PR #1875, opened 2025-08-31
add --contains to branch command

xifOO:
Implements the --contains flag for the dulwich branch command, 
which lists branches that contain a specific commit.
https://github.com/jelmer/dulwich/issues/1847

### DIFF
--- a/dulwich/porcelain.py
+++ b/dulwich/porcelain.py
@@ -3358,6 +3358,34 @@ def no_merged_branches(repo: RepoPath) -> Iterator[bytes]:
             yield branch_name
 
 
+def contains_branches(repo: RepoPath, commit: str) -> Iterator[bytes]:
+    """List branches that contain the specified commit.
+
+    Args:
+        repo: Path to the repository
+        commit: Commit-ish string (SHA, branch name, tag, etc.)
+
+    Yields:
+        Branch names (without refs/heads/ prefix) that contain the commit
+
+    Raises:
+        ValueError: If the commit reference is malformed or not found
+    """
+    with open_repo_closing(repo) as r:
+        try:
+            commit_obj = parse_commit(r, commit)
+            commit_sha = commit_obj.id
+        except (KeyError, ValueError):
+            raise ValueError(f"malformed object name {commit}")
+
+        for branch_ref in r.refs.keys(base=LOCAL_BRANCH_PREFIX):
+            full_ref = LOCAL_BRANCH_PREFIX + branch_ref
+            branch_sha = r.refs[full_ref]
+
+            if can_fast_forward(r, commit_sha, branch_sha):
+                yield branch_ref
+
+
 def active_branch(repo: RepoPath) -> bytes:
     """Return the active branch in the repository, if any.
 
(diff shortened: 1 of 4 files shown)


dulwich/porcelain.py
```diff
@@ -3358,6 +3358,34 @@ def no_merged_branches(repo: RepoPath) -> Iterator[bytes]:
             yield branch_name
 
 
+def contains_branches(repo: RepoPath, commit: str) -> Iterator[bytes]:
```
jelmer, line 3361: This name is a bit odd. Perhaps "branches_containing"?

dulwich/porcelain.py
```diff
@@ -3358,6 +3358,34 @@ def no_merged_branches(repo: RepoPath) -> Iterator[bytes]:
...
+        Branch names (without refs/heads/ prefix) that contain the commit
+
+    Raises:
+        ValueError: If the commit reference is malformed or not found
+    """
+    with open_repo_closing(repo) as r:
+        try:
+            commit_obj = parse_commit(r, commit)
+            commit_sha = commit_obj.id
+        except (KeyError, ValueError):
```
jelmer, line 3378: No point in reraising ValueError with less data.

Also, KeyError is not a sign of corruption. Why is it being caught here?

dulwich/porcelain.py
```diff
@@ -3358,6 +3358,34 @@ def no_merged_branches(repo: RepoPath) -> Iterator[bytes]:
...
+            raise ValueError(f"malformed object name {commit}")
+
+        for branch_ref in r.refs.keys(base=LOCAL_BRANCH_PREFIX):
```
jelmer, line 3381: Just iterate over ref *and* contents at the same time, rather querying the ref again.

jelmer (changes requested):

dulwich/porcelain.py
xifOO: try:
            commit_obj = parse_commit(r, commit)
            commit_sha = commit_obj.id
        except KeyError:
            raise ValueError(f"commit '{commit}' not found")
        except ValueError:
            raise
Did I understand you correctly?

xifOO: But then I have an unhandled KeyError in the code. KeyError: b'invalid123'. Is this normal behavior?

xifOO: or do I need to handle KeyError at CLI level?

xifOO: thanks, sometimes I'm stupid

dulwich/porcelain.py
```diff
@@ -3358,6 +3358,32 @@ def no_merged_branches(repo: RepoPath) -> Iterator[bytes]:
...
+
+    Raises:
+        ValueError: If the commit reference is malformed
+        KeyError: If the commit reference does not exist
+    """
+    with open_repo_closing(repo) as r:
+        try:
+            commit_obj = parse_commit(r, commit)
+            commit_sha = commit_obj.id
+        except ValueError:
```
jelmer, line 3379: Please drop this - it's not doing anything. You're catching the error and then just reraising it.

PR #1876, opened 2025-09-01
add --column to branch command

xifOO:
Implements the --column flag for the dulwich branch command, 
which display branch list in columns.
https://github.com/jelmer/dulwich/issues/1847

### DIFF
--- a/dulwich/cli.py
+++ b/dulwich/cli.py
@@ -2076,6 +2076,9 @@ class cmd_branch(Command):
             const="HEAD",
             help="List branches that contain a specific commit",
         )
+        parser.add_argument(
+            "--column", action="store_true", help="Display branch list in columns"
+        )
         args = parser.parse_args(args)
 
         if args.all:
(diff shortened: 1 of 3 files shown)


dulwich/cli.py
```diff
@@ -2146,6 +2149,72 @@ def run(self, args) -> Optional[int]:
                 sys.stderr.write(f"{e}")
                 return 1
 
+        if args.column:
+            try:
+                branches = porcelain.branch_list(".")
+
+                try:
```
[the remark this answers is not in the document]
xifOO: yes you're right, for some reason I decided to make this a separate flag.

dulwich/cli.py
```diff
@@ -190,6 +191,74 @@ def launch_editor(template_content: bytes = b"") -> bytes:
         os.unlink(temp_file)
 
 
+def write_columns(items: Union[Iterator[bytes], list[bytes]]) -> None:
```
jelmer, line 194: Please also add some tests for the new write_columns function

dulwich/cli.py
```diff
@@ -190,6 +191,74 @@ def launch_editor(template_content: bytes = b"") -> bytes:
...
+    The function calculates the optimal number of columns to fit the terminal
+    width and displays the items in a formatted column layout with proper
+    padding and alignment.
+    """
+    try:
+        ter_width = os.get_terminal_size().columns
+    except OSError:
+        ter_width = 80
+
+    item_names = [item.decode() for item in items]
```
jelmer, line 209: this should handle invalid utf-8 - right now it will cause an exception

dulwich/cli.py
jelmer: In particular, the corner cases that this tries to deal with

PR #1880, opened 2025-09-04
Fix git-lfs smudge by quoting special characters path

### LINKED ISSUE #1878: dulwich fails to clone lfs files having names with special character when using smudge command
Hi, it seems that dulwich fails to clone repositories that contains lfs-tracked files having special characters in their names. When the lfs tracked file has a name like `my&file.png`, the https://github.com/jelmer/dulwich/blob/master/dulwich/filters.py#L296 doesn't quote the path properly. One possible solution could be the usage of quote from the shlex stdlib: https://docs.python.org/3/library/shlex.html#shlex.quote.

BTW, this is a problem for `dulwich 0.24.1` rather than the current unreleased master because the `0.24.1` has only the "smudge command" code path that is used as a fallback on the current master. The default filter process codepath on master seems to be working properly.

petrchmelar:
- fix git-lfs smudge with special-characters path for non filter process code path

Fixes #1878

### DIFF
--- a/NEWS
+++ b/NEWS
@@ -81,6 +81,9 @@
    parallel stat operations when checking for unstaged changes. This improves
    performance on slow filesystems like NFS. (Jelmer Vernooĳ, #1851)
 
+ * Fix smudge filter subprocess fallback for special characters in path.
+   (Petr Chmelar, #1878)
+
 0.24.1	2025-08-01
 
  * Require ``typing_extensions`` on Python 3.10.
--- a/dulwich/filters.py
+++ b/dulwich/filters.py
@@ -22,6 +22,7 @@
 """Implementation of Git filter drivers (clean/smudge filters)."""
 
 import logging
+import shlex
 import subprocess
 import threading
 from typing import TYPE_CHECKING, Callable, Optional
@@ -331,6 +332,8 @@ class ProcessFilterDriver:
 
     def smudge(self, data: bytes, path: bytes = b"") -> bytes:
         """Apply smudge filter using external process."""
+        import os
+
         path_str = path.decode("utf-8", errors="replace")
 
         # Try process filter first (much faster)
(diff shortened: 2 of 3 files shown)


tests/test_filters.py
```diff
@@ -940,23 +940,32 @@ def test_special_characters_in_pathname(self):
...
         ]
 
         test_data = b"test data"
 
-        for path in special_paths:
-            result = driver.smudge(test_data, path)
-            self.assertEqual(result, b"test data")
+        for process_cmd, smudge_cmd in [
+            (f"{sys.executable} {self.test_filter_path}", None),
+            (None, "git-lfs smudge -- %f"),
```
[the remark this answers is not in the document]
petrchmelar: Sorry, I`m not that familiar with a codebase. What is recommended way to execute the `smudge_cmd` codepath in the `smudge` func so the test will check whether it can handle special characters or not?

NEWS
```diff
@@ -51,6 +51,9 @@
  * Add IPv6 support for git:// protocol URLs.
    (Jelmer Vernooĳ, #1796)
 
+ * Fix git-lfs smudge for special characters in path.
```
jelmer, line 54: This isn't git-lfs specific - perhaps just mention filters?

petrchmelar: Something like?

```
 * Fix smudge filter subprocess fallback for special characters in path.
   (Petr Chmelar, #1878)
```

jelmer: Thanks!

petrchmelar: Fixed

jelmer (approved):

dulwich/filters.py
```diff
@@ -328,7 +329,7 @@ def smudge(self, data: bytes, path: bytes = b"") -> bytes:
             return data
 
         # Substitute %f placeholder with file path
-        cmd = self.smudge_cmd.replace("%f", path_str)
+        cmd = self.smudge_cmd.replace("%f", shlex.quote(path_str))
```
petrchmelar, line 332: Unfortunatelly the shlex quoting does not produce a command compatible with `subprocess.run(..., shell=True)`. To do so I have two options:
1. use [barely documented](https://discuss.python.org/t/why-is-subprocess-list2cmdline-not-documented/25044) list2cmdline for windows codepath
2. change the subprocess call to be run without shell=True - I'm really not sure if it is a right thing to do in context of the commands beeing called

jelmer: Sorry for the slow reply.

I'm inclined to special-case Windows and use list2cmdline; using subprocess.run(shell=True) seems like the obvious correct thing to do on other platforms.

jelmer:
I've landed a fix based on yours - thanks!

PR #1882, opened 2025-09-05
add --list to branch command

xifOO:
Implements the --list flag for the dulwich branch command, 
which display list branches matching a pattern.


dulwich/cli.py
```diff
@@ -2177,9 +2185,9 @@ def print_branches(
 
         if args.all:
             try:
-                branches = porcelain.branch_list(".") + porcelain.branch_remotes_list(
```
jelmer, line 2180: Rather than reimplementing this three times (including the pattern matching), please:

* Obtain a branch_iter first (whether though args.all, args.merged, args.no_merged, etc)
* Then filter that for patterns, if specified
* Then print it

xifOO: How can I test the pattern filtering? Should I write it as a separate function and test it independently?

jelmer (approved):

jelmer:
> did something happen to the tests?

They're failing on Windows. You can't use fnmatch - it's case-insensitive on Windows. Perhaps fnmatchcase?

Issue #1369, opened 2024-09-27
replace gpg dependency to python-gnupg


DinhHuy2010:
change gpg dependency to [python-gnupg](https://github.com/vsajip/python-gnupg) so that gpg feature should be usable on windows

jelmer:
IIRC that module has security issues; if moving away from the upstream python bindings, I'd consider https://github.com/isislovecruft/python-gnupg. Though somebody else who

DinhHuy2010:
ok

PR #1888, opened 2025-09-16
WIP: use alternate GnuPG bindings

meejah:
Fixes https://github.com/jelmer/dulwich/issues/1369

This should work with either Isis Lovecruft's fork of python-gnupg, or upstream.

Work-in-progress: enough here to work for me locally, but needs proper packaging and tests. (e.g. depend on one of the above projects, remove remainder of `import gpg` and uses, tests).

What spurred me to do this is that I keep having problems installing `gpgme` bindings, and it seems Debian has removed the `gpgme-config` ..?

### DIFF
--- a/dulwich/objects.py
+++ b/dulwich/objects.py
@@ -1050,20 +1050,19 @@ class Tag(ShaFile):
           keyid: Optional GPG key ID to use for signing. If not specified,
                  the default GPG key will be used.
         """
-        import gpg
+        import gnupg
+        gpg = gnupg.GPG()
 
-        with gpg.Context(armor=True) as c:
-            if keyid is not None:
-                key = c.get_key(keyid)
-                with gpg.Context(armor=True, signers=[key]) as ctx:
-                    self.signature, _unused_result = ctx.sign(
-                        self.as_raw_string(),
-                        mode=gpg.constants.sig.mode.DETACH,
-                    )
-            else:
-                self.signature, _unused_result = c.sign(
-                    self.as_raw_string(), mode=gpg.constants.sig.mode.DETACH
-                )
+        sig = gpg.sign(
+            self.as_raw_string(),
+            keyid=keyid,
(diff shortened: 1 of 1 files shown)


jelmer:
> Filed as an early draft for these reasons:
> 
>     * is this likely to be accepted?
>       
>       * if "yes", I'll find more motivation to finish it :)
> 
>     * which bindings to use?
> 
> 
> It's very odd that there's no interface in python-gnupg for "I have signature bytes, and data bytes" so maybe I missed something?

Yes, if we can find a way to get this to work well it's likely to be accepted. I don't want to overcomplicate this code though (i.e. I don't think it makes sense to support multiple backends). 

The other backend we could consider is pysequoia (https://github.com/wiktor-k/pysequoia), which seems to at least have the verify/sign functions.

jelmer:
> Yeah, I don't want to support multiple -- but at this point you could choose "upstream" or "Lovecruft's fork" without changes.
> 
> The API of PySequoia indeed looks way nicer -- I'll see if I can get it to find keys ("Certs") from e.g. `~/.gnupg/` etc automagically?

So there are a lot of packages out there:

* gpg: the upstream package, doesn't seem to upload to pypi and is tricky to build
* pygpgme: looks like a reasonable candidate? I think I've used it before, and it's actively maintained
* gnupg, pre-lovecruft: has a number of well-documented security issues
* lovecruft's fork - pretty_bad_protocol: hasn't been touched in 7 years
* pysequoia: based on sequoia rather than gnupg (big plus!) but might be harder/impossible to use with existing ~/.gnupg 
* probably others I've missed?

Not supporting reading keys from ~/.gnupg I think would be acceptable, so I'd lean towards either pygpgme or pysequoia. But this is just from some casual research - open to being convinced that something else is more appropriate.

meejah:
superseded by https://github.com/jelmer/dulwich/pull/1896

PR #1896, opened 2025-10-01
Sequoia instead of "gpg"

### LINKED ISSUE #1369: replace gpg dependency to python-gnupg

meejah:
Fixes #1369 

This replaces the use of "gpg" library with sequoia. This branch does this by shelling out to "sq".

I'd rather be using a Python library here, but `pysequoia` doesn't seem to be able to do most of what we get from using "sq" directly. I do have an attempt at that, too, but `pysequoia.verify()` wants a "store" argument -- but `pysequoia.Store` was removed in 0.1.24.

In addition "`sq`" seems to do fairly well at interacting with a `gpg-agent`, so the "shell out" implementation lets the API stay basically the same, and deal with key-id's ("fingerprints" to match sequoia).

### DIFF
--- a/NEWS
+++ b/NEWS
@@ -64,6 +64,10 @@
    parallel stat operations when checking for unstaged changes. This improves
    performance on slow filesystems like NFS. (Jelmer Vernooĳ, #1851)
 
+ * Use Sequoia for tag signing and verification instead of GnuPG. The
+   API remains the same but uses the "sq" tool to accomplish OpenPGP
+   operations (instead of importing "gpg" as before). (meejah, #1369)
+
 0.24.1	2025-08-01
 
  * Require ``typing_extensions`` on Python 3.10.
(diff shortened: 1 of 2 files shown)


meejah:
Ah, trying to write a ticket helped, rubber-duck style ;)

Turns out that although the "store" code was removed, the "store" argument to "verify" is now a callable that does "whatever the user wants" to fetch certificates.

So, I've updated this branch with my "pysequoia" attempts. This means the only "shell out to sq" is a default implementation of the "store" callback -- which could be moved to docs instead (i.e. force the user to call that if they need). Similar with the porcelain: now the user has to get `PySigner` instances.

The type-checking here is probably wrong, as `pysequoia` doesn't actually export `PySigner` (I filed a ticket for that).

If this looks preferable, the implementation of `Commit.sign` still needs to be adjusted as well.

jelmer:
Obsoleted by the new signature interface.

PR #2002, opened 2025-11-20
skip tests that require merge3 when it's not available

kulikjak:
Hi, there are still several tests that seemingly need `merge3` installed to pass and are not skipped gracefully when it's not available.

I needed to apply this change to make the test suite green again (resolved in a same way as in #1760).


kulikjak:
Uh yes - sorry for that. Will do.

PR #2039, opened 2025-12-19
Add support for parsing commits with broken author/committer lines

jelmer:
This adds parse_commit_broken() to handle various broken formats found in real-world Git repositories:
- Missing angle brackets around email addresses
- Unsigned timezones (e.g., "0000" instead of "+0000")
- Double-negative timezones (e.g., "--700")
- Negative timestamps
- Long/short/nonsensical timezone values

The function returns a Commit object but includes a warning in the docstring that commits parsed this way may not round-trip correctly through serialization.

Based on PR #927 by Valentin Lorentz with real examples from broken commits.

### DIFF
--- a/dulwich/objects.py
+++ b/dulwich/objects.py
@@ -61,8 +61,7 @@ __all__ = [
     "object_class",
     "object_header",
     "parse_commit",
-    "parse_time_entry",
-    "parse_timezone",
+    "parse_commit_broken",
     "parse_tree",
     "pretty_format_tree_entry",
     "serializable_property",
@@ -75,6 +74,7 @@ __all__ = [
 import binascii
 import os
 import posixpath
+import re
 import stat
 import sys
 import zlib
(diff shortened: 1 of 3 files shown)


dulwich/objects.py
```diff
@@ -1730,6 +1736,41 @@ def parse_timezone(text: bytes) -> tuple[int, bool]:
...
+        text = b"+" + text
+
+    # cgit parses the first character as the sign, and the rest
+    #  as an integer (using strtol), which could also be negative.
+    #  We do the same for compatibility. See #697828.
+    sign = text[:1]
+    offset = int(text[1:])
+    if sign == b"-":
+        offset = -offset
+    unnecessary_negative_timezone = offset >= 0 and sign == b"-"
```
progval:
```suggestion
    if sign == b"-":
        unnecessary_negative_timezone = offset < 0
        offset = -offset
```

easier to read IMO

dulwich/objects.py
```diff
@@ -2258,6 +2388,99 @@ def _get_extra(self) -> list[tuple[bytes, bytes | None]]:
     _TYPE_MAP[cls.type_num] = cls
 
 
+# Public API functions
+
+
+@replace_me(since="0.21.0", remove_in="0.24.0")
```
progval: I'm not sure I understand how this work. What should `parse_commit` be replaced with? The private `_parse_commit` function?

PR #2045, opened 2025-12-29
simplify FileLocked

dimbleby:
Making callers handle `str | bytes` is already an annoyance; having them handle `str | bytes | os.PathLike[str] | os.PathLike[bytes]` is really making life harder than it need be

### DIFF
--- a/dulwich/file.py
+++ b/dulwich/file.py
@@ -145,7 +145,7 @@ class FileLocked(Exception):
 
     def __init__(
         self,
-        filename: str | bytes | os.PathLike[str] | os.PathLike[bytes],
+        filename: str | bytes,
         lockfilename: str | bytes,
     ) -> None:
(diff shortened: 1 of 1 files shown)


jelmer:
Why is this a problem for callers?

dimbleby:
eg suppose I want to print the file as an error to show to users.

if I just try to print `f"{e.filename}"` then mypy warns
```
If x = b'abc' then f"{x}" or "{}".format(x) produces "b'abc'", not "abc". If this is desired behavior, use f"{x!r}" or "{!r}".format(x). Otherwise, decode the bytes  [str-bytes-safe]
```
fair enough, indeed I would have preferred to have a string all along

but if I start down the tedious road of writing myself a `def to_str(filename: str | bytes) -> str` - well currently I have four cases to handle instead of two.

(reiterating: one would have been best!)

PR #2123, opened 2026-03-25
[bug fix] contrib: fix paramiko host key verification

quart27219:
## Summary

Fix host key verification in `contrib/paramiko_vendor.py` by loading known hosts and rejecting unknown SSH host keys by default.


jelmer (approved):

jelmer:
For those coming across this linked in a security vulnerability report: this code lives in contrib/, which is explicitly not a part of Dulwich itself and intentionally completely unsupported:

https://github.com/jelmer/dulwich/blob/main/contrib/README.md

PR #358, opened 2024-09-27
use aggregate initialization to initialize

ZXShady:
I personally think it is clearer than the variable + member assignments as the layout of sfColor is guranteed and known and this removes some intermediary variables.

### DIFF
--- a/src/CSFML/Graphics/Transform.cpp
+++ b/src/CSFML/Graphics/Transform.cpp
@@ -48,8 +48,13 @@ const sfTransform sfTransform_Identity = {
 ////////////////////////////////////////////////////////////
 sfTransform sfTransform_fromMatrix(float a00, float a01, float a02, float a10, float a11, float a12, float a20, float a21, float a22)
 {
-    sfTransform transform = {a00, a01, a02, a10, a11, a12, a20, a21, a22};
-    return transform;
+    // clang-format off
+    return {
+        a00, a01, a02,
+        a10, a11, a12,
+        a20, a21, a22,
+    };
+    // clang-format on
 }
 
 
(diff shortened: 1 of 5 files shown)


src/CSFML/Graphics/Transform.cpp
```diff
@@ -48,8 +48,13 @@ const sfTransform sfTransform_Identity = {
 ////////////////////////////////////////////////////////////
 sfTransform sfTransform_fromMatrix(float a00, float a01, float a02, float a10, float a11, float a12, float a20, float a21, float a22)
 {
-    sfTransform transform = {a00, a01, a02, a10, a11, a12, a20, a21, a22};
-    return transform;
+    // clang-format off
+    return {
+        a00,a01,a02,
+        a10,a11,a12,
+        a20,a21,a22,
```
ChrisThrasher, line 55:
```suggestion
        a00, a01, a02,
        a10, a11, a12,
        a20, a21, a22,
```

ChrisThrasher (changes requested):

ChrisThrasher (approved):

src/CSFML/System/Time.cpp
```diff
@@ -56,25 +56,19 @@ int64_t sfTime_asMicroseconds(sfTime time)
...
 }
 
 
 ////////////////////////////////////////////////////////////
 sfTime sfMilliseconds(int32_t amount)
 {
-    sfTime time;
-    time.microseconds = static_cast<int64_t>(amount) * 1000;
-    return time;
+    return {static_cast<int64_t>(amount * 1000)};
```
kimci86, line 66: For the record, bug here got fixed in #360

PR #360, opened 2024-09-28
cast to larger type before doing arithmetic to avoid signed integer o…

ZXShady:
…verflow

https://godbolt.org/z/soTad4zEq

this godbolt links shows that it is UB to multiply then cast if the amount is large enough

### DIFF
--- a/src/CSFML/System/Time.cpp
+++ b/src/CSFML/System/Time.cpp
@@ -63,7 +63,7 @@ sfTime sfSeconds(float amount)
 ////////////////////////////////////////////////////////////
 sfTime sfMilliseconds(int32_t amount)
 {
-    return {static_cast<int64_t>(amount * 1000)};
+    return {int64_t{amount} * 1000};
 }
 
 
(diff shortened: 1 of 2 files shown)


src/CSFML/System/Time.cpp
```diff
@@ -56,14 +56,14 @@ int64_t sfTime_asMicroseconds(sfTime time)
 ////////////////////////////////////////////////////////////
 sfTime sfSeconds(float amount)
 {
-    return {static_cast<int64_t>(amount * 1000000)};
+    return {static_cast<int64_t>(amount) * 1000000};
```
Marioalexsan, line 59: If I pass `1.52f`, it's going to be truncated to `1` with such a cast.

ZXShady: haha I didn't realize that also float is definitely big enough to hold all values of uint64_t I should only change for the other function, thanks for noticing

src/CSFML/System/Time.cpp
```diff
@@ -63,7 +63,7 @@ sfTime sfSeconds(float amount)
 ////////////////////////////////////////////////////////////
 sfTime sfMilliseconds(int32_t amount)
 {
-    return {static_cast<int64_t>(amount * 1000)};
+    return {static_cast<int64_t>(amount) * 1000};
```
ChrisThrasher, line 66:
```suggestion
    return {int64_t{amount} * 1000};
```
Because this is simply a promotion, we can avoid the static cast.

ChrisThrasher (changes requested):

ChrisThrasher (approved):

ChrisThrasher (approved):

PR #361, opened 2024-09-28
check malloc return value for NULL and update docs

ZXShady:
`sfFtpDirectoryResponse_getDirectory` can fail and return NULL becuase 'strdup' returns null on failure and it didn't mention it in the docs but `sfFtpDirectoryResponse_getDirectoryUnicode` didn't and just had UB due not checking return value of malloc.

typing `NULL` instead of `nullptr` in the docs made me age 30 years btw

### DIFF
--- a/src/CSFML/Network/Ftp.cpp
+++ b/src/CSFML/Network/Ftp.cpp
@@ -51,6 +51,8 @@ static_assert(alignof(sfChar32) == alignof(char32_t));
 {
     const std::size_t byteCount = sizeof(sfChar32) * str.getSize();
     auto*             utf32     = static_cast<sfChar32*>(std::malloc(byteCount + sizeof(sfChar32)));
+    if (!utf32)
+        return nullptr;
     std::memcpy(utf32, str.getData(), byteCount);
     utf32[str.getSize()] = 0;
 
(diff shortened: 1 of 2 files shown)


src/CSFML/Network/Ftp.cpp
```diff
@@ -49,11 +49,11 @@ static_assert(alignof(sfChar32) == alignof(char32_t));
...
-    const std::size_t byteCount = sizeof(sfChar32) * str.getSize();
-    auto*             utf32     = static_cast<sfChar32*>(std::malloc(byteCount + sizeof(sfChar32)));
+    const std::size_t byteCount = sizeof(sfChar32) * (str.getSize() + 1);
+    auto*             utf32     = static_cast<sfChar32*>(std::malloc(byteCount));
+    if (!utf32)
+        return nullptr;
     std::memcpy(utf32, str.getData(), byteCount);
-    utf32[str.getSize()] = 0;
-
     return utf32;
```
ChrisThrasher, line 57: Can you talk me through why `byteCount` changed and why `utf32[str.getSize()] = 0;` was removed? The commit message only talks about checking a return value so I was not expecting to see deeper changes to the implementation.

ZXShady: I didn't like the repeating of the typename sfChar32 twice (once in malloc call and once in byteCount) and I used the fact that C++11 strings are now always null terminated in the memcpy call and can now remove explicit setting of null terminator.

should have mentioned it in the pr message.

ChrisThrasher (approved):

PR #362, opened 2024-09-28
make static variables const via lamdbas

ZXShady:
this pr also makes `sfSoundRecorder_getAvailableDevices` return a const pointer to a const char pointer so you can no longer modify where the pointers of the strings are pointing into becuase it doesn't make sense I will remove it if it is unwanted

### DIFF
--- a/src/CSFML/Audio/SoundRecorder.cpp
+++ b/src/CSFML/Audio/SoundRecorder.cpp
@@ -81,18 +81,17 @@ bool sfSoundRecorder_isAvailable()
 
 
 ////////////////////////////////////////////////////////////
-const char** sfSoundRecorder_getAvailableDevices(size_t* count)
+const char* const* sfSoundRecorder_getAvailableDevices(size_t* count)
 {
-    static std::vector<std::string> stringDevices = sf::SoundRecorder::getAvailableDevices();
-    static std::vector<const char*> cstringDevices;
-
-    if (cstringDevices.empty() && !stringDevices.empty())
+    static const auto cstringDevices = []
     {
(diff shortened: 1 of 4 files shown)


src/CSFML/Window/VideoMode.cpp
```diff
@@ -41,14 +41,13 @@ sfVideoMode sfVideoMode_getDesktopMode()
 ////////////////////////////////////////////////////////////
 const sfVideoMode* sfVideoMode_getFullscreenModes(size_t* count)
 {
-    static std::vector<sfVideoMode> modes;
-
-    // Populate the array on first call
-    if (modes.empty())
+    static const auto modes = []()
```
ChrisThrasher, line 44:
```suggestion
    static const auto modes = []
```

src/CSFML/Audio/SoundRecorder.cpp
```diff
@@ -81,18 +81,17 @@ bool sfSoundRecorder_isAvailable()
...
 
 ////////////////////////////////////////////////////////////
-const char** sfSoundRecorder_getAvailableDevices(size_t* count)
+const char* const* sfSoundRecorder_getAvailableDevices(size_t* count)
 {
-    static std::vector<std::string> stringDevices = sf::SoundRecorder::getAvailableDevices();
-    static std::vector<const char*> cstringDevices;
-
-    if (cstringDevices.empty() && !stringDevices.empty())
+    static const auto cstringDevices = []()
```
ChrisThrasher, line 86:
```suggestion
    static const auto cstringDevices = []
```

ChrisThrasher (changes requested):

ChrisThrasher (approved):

### What to produce
Beginning with the very first line of the material above, give each line again exactly, ending with the line that contains "to the repository".

### Response box
PR #1875, opened 2025-08-31
add --contains to branch command

xifOO:
Implements the --contains flag for the dulwich branch command, 
which lists branches that contain a specific commit.
https://github.com/jelmer/dulwich/issues/1847

### DIFF
--- a/dulwich/porcelain.py
+++ b/dulwich/porcelain.py
@@ -3358,6 +3358,34 @@ def no_merged_branches(repo: RepoPath) -> Iterator[bytes]:
             yield branch_name
 
 
+def contains_branches(repo: RepoPath, commit: str) -> Iterator[bytes]:
+    """List branches that contain the specified commit.
+
+    Args:
+        repo: Path to the repository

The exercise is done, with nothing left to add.